Several reasons. First, he was hugely influential in life, just like Bettie Page or Jenni Rivera or Presley or Taylor or Bob Marley. So it’s only natural that folks would still want to spend money on a dead star’s movies or music.

"These are people who had dramatic impact on our lives and culture," says Mark Roesler, CEO of CMG Worldwide, which manages the intellectual property of celebrities both dead and alive. "Michael Jackson was the greatest entertainer of all time.

"And if you look at [the late] Jenni Rivera or Bettie Page, both of which are clients, you see people who also had dramatic impact on our culture. Bettie, as Hugh Hefner once pointed out, started the sexual revolution in our country, and she was someone at the forefront of sexuality and pushing the boundaries. She is someone that people still want relate to — almost like James Dean, a rebel in her own way."

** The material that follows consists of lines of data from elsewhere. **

PR #899, opened 2023-11-09
[ENH] remove unnecessary conversion calls in plotting

TonyBagnall:
in the function utils/plotting we have public methods:

plot_series
plotr_interval
plot_lags
plot_correlations
plot_windows

where there are doc strings, they all type the series input to pd.Series. Internally, they then call complex functions to convert the series to pd.Series. This is unnecessary and adds dependencies on data types code which we are trying to isolate.


TonyBagnall:
ah didnt allow for pandas input instead of series, not as easy a win as I thought

PR #890, opened 2023-11-04
[ENH] Results loaders for published results

TonyBagnall:
in order to clear up a long standing ambiguity, this PR hard codes loading published results, developed in conjunction with 
https://timeseriesclassification.com/results.php

also fixes #905 
this is bespoke code, intentionally. These legacy results need to be captured, and I think the best way is to do so explicitly, rather than have general loaders, which are there for dynamically evolving results. 

there is some extra testing, but the basic addition is the function get_bake_off_2017_results, get_bake_off_2021_results and get_bake_off_2023_results, which loads the original bake off results, and the addition of a list for the 2015 dataset list of 85 datasets. Not strictly necessary, but useful think.

Added a notebook to demonstrate all this and excluded them from testing because of dependency on tsc.com

PR #902, opened 2023-11-13
CD plot function has been simplified, fixing some errors. 

dguijo:

A few errors have been detected in the way the cliques are built. Hence, we have modified it and simplified it to be in accordance to the literature.

Now, CDs show wilcoxon signed ranks using one-sided tests.
 

Nope

Thanks!


TonyBagnall:
I will add a notebook to reproduce existing, might merge #890 into this? @dguijo what do you think? Can then review once we can recreate

dguijo:
> I will add a notebook to reproduce existing, might merge #890 into this? @dguijo what do you think? Can then review once we can recreate

Yes, might be better.

TonyBagnall (approved):
Core logic from @dguijo is now correct, my contributions were purely cosmetic

PR #915, opened 2023-11-21
[BUG] shapelet transform square root

### LINKED ISSUE #862: [BUG] Inconsistency in online_shapelet_distance
### Describe the bug

raised in the old place, this seems like a genuine bug that will alter results. Thank you @margauxgeuzaine by proxy

https://github.com/sktime/sktime/issues/5480

"There is an inconsistency in sktime/transformations/panel/_shapelet_transform_numba.py, between line 24 where "std = (sum2 - mean * mean * length) / length" and line 56 where "std = math.sqrt((sums2[n] - mean * mean * length) / length)".

Because of that, some time series are treated differently than others regarding normalization. The former are actually divided by the variance, and the latter are divided by the standard deviation. The second way of doing is supposed to be the right one."

_No response_

### Expected results

add sqrt to stdv calculation, will alter reference results and will need to assess if it makes any sig difference overall *may make it better :)

### Actual results

doesnt take sqrt

### Versions

_No response_

TonyBagnall:

Fixes #862 

#### Any other comments?

Added a sqrt to STC and updated the reference results. Ran both with an without, and there is no significant difference in performance. Average accuracy on main is 84.51, with sqrt its 84.30.

image

Also removed a duplicate parameter, had both of these
self.n_shapelet_samples = n_shapelet_samples
self._n_shapelet_samples = n_shapelet_samples

### DIFF
--- a/aeon/benchmarking/_critical_difference.py
+++ b/aeon/benchmarking/_critical_difference.py
@@ -290,7 +290,7 @@ def plot_critical_difference(
     >>> from aeon.benchmarking import plot_critical_difference
     >>> from aeon.benchmarking.results_loaders import get_estimator_results_as_array
     >>> methods = ["IT", "WEASEL-Dilation", "HIVECOTE2", "FreshPRINCE"]
-    >>> results = get_estimator_results_as_array(estimators=methods)
+    >>> results = get_estimator_results_as_array(estimators=methods) # doctest: +SKIP
     >>> plot = plot_critical_difference(results[0], methods, alpha=0.1)\
         # doctest: +SKIP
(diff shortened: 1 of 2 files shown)


MatthewMiddlehurst (approved):
Slightly surprising it makes such a difference, but better to have it correct either way.

TonyBagnall:
> Slightly surprising it makes such a difference, but better to have it correct either way.

I'm running it over 30 resamples, as I was also a bit surprised.

TonyBagnall:
benefit of doing resamples: 
image
no difference between them

PR #928, opened 2023-11-27
[BUG] Check if multiindex store unequal length series

### LINKED ISSUE #816: [BUG] Unequal length multiindex not correctly identified in converters
### Describe the bug

the function

utils.validation.convert_collection._equal_length

tests whether a collection is equal length to properly manage conversions. 
```python

def _equal_length(X, input_type):
    """Test if X contains equal length time series.

    Assumes input_type is a valid type (COLLECTIONS_DATA_TYPES).

    Parameters
    ----------
    X : data structure.
    input_type : string, one of COLLECTIONS_DATA_TYPES

    Returns
    -------
    boolean: True if all series in X are equal length, False otherwise

    Raises
    ------
    ValueError if input_type not in COLLECTIONS_DATA_TYPES.

    Example
    -------
    >>> _equal_length( np.zeros(shape=(10, 3, 20)), "numpy3D")
    True
    """
    always_equal = {"numpy3D", "numpyflat", "pd-wide"}
    if input_type in always_equal:
        return True
    # np-list are shape (n_channels, n_timepoints)
    if input_type == "np-list":
        first = X[0].shape[1]
        for i in range(1, len(X)):
            if X[i].shape[1] != first:
                return False
        return True
    # df-list are shape (n_timepoints, n_channels)
    if input_type == "df-list":
        first = X[0].shape[0]
        for i in range(1, len(X)):
            if X[i].shape[0] != first:
                return False
        return True
    if input_type == "nested_univ":  # Nested univariate or hierachical
        return _nested_univ_is_equal(X)
    if input_type == "pd-multiindex":
        # TEMPORARY: WORK OUT HOW TO TEST IF pd.MULTINDEX are equal length
        return True
    raise ValueError(f" unknown input type {input_type}")
    return False
```

Need to figure out how to test this for pd.MultiIndex 

_No response_

### Expected results

test should return false if unequal

### Actual results

alkways returns true

### Versions

_No response_

TonyBagnall:
#### Reference Issues/PRs

Fixes #816

Test to see if "pd.multiindex" format is storing unequal length series. pd.multiindex actually just add NaN for unequal length, so it was a toss up between enforcing equal length on pd.multiindex or testing for nans. You can do this

```python
import pandas as pd
cols = ["instances", "timepoints"] + [f"var_{i}" for i in range(2)]
Xlist = [
    pd.DataFrame([[0, 0, 1, 4], [0, 1, 2], [0, 2, 3, 6]], columns=cols),
    pd.DataFrame([[1, 0, 1, 4], [1, 1, 2], [1, 2, 3, 6]], columns=cols),
    pd.DataFrame([[2, 0, 1, 42], [2, 1, 2], [2, 2, 3, 6]], columns=cols),
]
X = pd.concat(Xlist)
X = X.set_index(["instances", "timepoints"])
from aeon.utils.validation._convert_collection import _equal_length
print(X)
```
which stores as 
```python
0         0               1    4.0
          1               2    NaN
          2               3    6.0
1         0               1    4.0
          1               2    NaN
          2               3    6.0
2         0               1   42.0
          1               2    NaN
          2               3    6.0
```
There is an edge case where we would call a collection with missing in the middle unequal, but its obscure, no one really is going to store collections in such an inefficient data structure, and this is better than the current solution, which is to do nothing.


hadifawaz1999 (approved):
lgtm

PR #933, opened 2023-11-27
[ENH] Remove the TimeBinner transformer

### LINKED ISSUE #898: [ENH] Remove the transformer TimeBinner

TimeBinner assumes the input is in nested_univ format, which is no longer supported. The Transformer  is not used anywhere in aeon, and if the functionality is required, it would be better done with numpy3D,. Conversion is non trivial though, because it uses the pandas datastructure pd.IntervalIndex. I dont know the original contributor.

```python
class TimeBinner(BaseCollectionTransformer):
    """
    Turns time series collections data into tabular data based on intervals.

    This estimator converts nested pandas dataframe containing
    time-series/panel data with numpy arrays or pandas Series in
    dataframe cells into a tabular numpy array.
    The primitives are calculated based on Intervals defined
    by the IntervalIndex and aggregated by aggfunc.

    This is useful for transforming time-series/panel data
    into a format that is accepted by standard validation learning
    algorithms (as in sklearn).

    Parameters
    ----------
    idx : pd.IntervalIndex
        IntervalIndex defining intervals considered by aggfunc.
    aggfunc : callable
        Function used to aggregate the values in intervals.
        Should have signature 1D -> float and defaults
        to mean if None.
    """

    _tags = {
        "fit_is_empty": True,
        "output_data_type": "Tabular",
        "instancewise": True,
        "X_inner_type": ["nested_univ"],
        "y_inner_type": "None",
    }

    def __init__(self, idx, aggfunc=None):
        assert isinstance(
            idx, pd.IntervalIndex
        ), "idx should be of type pd.IntervalIndex"
        self.aggfunc = aggfunc
        if self.aggfunc is None:
            self._aggfunc = np.mean
            warnings.warn("No aggfunc was passed, defaulting to mean", stacklevel=2)
        else:
            assert callable(aggfunc), (
                "aggfunc should be callable with" "signature 1D -> float"
            )
            if aggfunc.__name__ == "<lambda>":
                warnings.warn(
                    "Save and load will not work with lambda functions", stacklevel=2
                )
            self._aggfunc = self.aggfunc
        self.idx = idx

        super(TimeBinner, self).__init__()

    def _transform(self, X, y=None):
        """Transform X and return a transformed version.

        private _transform containing core logic, called from transform

        Parameters
        ----------
        X : Series or Panel of mtype X_inner_type
            if X_inner_type is list, _transform must support all types in it
            Data to be transformed
        y : Series or Panel of mtype y_inner_type, default=None
            Additional data, e.g., labels for transformation

        Returns
        -------
        transformed version of X
        """
        idx = pd.cut(X.iloc[0, 0].index, bins=self.idx, include_lowest=True)
        Xt = X.applymap(lambda x: x.groupby(idx).apply(self._aggfunc))
        Xt = convert_to(Xt, to_type="numpyflat", as_scitype="Panel")
        return Xt
```

convert to using numpy3D

_No response_

### Additional context

_No response_

TonyBagnall:
Fixes #898 

This PR removes the TimeBinner collection transformer, see #898 for reasons.

To recap: this is the last estimator to use the nested_univ internal type, which we have deprecated. It is not used elsewhere in the package and would more naturally be a series transformer with a pd.Series, which then could be applied over all instances in the style of those transformers. I would be happy to help with that if ther e is any demand for this transformer


TonyBagnall:
another reason to remove this is that #941 has highlighted that this class flattens multivariate with the implicit conversion routine we have scrapped where "numpyflat" means "concatenate all channels into one channel". Tabularizer should be used instead, or just reshape it!

MatthewMiddlehurst (approved):

MatthewMiddlehurst (approved):

PR #936, opened 2023-11-27
[ENH] base deep classifier one hot encoder

TonyBagnall:
OneHotEncoder is generating a deprecation warning from sklearn : the parameter sparse is becoming sparse_output. This pr tests the sckit version and passes sparse_output as an argument. It also removes the argument auto, since that is the default value anyway.


TonyBagnall:
subsumed into #937

PR #941, opened 2023-11-28
[ENH] Refactor numpyflat to be numpy2D

### LINKED ISSUE #815: [ENH] Refactor "numpyflat" to be "numpy2D"

For collections, currently 3D numpy are called "numpy3D" and 2D numpy are called "numpyflat". This was because "numpyflat" was also overloaded to mean "concatenate multivariate". This no longer happens and the name is I feel confusing

refactor numpyflat to be numpy2D. Just need to be careful of the Series name numpy2D

_No response_

### Additional context

_No response_

TonyBagnall:
#### Reference Issues/PRs

fixes #815 

Its a good idea imo to rename this, as it no longer means "concatenated multivariate", where it used to be use for a embedded hidden transformation. 

Further reason for this refactor: there is an irreconcilable difference with how we treat 2D numpy in different parts of the toolkit. if we have either
a) a multivariate series with d channels and m timepoints or
b) a collection of univariate n series with m timepoints
stored in a numpy array, do we treat it as

(d,m)/(n,m) or (m,d)/(m,n) 

3D numpy are universally considered to be (n,d,m) and classifiers, clusterers and regressors treat (n,m) as n univariate series. 
However, forecasting and series transformers all treat this  as (m,d)/(m,n) as is usual in that field. It is indicated by type "np.ndarray". 

So, obvious solution would be to have an axis argument, and writing from scratch, thats what we would do. However, there is a mountain of legacy code in the transformers, that involves all kind of auto conversion and transformers that are meant to work with both series and collections. Thus we have this situation, for example

```python 
from aeon.transformations.series.matrix_profile import MatrixProfileTransformer
import numpy as np
# either five series length 10 or 10 series length five
X = np.random.rand(5, 10)
mp2 = MatrixProfileTransformer(window_length=3) #Will shorten series by  2
X2 = mp2.fit_transform(X)
print("Shape  = ",X2.shape) # 2D treated as (m,d) output shape (3, 10)
# either five series with three channels of length 10 or what?
X = np.random.rand(5, 3, 10)
X2 = mp2.fit_transform(X)
print("Shape  = ",X2.shape) #3D treated as (n,d,m) (5, 3, 8)
```
where the same transformer treats 2D treated as (m,d) but a 3D treated as (n,d,m).


aeon/classification/compose/_pipeline.py
```diff
@@ -444,27 +444,12 @@ def __rmul__(self, other):
...
-            raise TypeError(
-                f"unexpected X output type "
-                f'in tag "output_data_type", found "{output_type}", '
-                'expected one of "Primitives" or "Series"'
-            )
-
+        """Convert X to 2D numpy required by sklearn."""
+        Xt = convert_collection(X, "numpy3D")
+        if Xt.ndim == 2:
+            return X
```
MatthewMiddlehurst, line 450: Will this ever be true if its converted to numpy3D?

aeon/datasets/tests/test_data_loaders.py
```diff
@@ -137,9 +137,9 @@ def test_load_fails():
 def test__alias_datatype_check():
     """Test the alias check"""
     assert _alias_datatype_check("FOO") == "FOO"
-    assert _alias_datatype_check("np2d") == "numpyflat"
-    assert _alias_datatype_check("numpy2d") == "numpyflat"
-    assert _alias_datatype_check("numpy2D") == "numpyflat"
+    assert _alias_datatype_check("np2d") == "numpy2D"
+    assert _alias_datatype_check("numpy2d") == "numpy2D"
+    assert _alias_datatype_check("numpy2D") == "numpy2D"
```
MatthewMiddlehurst, line 142: would swap this function argument to `numpyflat`

aeon/datatypes/_panel/_convert.py
```diff
@@ -1112,7 +1112,7 @@ def from_dflist_to_nested_adp(obj, store=None):
 convert_dict[("df-list", "nested_univ", "Panel")] = from_dflist_to_nested_adp
 
 
-def from_numpy3d_to_numpyflat(obj, store=None):
+def from_numpy3d_to_numpy2D(obj, store=None):
```
MatthewMiddlehurst, line 1115: naming is a bit inconsistent i.e. 3d and 2D

This happens elsewhere in the file.

aeon/datatypes/_panel/_registry.py
```diff
@@ -21,9 +21,9 @@
         "3D np.ndarray of format (n_cases, n_channels, n_timepoints)",
     ),
     (
-        "numpyflat",
+        "numpy2D",
         "Panel",
-        "2D np.ndarray of format (n_cases, n_channels*n_timepoints)",
+        "2D np.ndarray of format (n_cases, n_channels)",
```
MatthewMiddlehurst, line 26: `(n_cases, n_timepoints)`?

aeon/datatypes/tests/test_lookup.py
```diff
@@ -29,6 +30,9 @@ def test_mtype_to_scitype(mtype, scitype):
     AssertionError mtype_to_scitype does not convert mtype to scitype
     Exception if any is raised by mtype_to_scitype
     """
+    if mtype in AMBIGUOUS_MTYPES:
+        return None
```
MatthewMiddlehurst, line 34: Why are the test changes required? I think this may be a consequence of not changing the lists above maybe.

aeon/regression/compose/_pipeline.py
```diff
@@ -438,27 +438,12 @@ def __rmul__(self, other):
...
-            raise TypeError(
-                f"unexpected X output type "
-                f'in tag "output_data_type", found "{output_type}", '
-                'expected one of "Primitives" or "Series"'
-            )
-
+        """Convert X to 2D numpy required by sklearn."""
+        Xt = convert_collection(X, "numpy3D")
+        if Xt.ndim == 2:
+            return X
```
MatthewMiddlehurst, line 444: same as classification

aeon/utils/validation/_convert_collection.py
```diff
@@ -166,16 +167,16 @@ def _from_numpy3d_to_pd_wide(X):
         raise TypeError(numpy3D_error)
     if X.shape[1] != 1:
         raise TypeError("Cannot convert multivariate series to pd-wide")
-    X_flat = _from_numpy3d_to_numpyflat(X)
+    X_flat = _from_numpy3d_to_numpy2D(X)
```
MatthewMiddlehurst, line 170: 3d vs 2D

MatthewMiddlehurst (changes requested):
Fine with this in principle, should be careful not to break whats there though. The comments alluding to a `numpy2D` 'Table' type are a little concerning, don't know if that causes conflicts.

aeon/classification/compose/_pipeline.py
```diff
@@ -313,7 +313,7 @@ class SklearnClassifierPipeline(_HeterogenousMetaEstimator, BaseClassifier):
         sequentially, with `trafo[i]` receiving the output of `trafo[i-1]`,
         and then running `clf.fit` with `X` the output of `trafo[N]` converted to numpy,
         and `y` identical with the input to `self.fit`.
-        `X` is converted to `numpyflat` mtype if `X` is of `Panel` type;
+        `X` is converted to `numpy2D` mtype if `X` is of `Panel` type;
         `X` is converted to `numpy2D` mtype if `X` is of `Table` type.
```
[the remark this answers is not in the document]
TonyBagnall: numpy2D doesnt currently exist as a type afaik

aeon/classification/compose/_pipeline.py
TonyBagnall: no, it can go

aeon/datatypes/_panel/_convert.py
TonyBagnall: this is in datatypes, not fixing this myself

aeon/datatypes/tests/test_lookup.py
TonyBagnall: because numpyflat is explicitly listed as an ambiguous type and are meant to be excluded from checking. 

# mtypes to exclude in checking since they are ambiguous and rare
AMBIGUOUS_MTYPES = ["numpy2D", "alignment_loc"]

you cannot convert to different types unless you fix what it actually means for series. the method ``mtype_to_scitype`` confuses np.ndarray with numpyflat I think. mtype_to_scitype is not ever called with collections.

TonyBagnall:
> Fine with this in principle, should be careful not to break whats there though. The comments alluding to a `numpy2D` 'Table' type are a little concerning, don't know if that causes conflicts.

which conflicts? numpyflat was only used in places where it meant concatenate dimensions. Everything about datatypes is confusing ....

MatthewMiddlehurst:
there is also a "table" type with the same name 
image

TonyBagnall:
> there is also a "table" type with the same name

ah didnt realise that, I guess thats whats causing the ambiguity in the scitype conversion. I have never looked at the Table type. I dont really want to work with the whole scheme tbh, but I will take a look.

MatthewMiddlehurst (approved):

While a good amount of Jackson's posthumous income is from his music catalog and video sales, the biggest chunk comes from the cash-generating licensing deal with Cirque du Soleil. The touring show "Immortal" has grossed more than $300 million since opening a year ago, while the Las Vegas-based "One" has been printing money at the Mandalay Bay since the curtain went up in May.

Presley, likewise, owes a chunk of his income to continuing music sales and the enduring tourist popularity of Graceland (strangely enough, Cirque's Elvis-themed Viva Preseley was never the cash cow that the troupe's Beatles or Jackson shows have been).

The Bob Marley name helps sell everything from speakers, to tote bags to, yes, coffee (apparently lots of fans crave a mug of Buffalo Soldier brew). The newcomer on the list, Rivera has doubled her career album sales since her death in a plane crash last December; her autobiography, released in July has sold 400,000 copies.

The other reason why stars like Jackson keep getting paid after death is a bit...delicate. Put it this way: Sure, the guy can no longer earn money with new recordings or concerts or personal appearances. But he also can’t blow any of that money on, say, Neverland or pet monkeys or bronze statues of Peter Pan or expensive court cases involving young boys. (According to testimony at the recent wrongful death trial, Jackson was in debt for a whopping $400 million-$500 million at the time of his 2009 death; the trustees of his estate have done a remarkable job turning that around.)

Plus, when a star is dead, he or she doesn’t run the risk of creating a fresh scandal that can ruin a profitable image.

"With Michael Jackson, fans can just look at his legacy that he left behind, the impact he had, and there is no new controversy that is going to surface," Roesler explains.

Lastly, a smart company like CMG can often rebrand a celebrity once he or she has passed away, essentially downplaying the less desirable parts of a celebrity’s image in favor of aspects that can bring in more money in licensing deals.

"Back in the early '80s, when were representing the Presley estate, we wanted to focus only on the early Elvis," Roesler says. As a result, memories of the older, heavier Elvis faded, and we were left only with the skinnier, cuter rockabilly boy who, just in the last 12 months, earned a whopping $55 million.